The answer is the number of lines in the data that contain the word "panic"; give it alone.

• [SUPPLIED MATERIAL]:

Start of Block

PR #9579, opened 2021-02-22
fix(runtime): do not panic on irregular dir entries

### LINKED ISSUE #9578: Deno.readDir("/dev/fd") is panic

End of Block

• [ANSWER FOR THE TASK]: 2